|
Image courtesy time.com |
On this day, in 1915, words spoken in Arlington, Virginia were almost instantly heard in Paris, France for the first time. In 1915, telephone calls were nothing new. Alexander Graham Bell had first asked his assistant to come to his office in 1876 and the first wireless call had traveled over 650 feet between buildings at Bell's Laboratory complex just four years later.The first telephone exchange was established in Hartford, Connecticut in 1877 and calls were zinging back and forth between Boston and New York by 1883. The first pay phone was established in 1889. But even though the technology of telephones was making leaps and bounds throughout the turn of the twentieth century, it was still pretty limited in scope. You could only call someone who was part of the network and the network was still slowly expanding out of the Northeast part of the United States. Your aunt down in Alabama or your cousin in California or your business partner in France were still unavailable by phone. Not that technicians at the American Telegraph and Telephone Company weren't hard at work trying to fix that.
|
Image courtesy mcmahanphoto.com |
A good deal of the success of early radio (and therefore early telephone) innovations can be given to the ego of Alexandre Gustav Eiffel. When he designed and built his famous tower for the 1889 World's Fair in Paris, he got pretty attached to it. He knew that it would have to remain useful if it was going to be allowed to stick around so, in 1898, he added an antenna to the top of it. Paris agreed that he'd made a good addition and, rather than tear it down for scrap metal, allowed the Eiffel Tower to remain. Not only was that an aesthetically good decision in the long run, it also provided a boost to tinkerers in radio waves around the world. Nothing like having the tallest man made structure to work with.
|
Image courtesy fineartamerica.com |
AT&T technicians had developed equipment powerful enough to jump the Atlantic by 1913 when they made the first radio transmission between their labs in Virginia and the Eiffel Tower. That was simply a series of signals testing the difference in longitude of the two end points. Two more years would pass before technology was able to handle the human voice. On the morning of October 21, 1915, an AT&T engineer by the name of B.B. Webb said "hello" into a radio mouthpiece in Arlington and had it beamed into the atmosphere. Shortly thereafter, two other technicians at the Eiffel Tower, A.M. Curtis and H.E. Shreeve, heard not only Webb's greeting but several other phrases ending with "Goodbye, Shreeve." A new era in communication had begun. Sort of.

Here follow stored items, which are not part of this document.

PR #1067, opened 2019-04-04
Contract: First Space Station

Brummi1234:
Changed the required crew from 4 to 3 so it can be completed with Salyut 1, the actual first space station.

### DIFF
--- a/GameData/RP-0/Contracts/Space Stations/First Space Station.cfg
+++ b/GameData/RP-0/Contracts/Space Stations/First Space Station.cfg
@@ -58,7 +58,7 @@ CONTRACT_TYPE
 		name = vesselGroupLaunch
 		type = VesselParameterGroup
 		title = Put your first Space Station in Orbit
-		notes = The station must include at least 1 Docking Port and support for at least 4 Crew
+		notes = The station must include at least 1 Docking Port and support for at least 3 Crew
 		define = spaceStation
 		defineList = spaceStationsEarth
 
@@ -82,8 +82,8 @@ CONTRACT_TYPE
 		{
 			name = HasCapacity
 			type = HasCrewCapacity
-			minCapacity = 4
-			title = Space for at least 4 crew
+			minCapacity = 3
+			title = Space for at least 3 crew
 			hideChildren = true
 		}
 		PARAMETER


NathanKell:
Doesn't it only require two crew, but space for four? Salyut, by KSP terms,
had space for 6 (or more) with Soyuz docked.

Sent by my thumbs, slowly.

Brummi1234:
It needs to be uncrewed and have space for 4. So if you bring 2 or 3 up you fail the uncrewed check.
Pap mentioned in the Disord it was at 4 to stop people using Apolle (or Soyuz i guess) as a space station

pap1723:
Any thoughts on this? What @Brummi1234 says is true, but there is also the point that the new version of the contract works by putting an Apollo capsule in orbit and putting crew there.

What other requirements should there be for something to be considered a "Space Station". There has never been one launched without Solar Panels, correct? What else? A specific amount of a resource?

ec429:
Can we not just have a ModuleTagStationHabitation, or can CC not see those?

pap1723:
Yes, we would just need to add the tag and then tag the parts. It makes sense.

Brummi1234:
Hi, yeah that's what i had in mind with issue 1068 (don't know how to link it on mobile) but forgot to close this pr :)

lpgagnon:
If someone _wants_ to keep an apollo crewed and powered long enough to qualify as a space station, what's the rationale for preventing it?

Only obvious one I see is "too cramped". Kerbalism deals with that among its stress factors; what would be the natural non-kerbalism way to handle the concept?

SerinaTsukaya:
Well if you put an empty Apollo capsule in orbit as your station then dock another Apollo craft to it, then i mean, it's kind of a station in a sense? Maybe we should change the contract goal instead to require you to have two craft launched at two different times dock in orbit with twice as much crew capacity as there is actual crew. You won't stop people from docking an apollo with an empty apollo, but at the very least some effort has to go into it. On a different, note, what use is there for non kerbalism space stations? Does the lab function as it does in stock?

Brummi1234:
The reason for not allowing apollo/soyuz as a station is probably that you should have to research and pay for a station part to get the contract money.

AT&T put out a press release touting the decidedly one way conversation. It was only one sided in that the guys in Paris couldn't respond though. The same transmission had been detected in the opposite direction in Honolulu, Hawaii. The company did acknowledge, however, that atmospheric conditions had to be pretty perfect and that existing equipment needed to be improved quite a bit, but it was a good start. And indeed it would take eleven more years before the first two way conversation spanning an ocean would occur between New York and London. Can you guess what the topic of that 1926 chat was about? The weather, of course.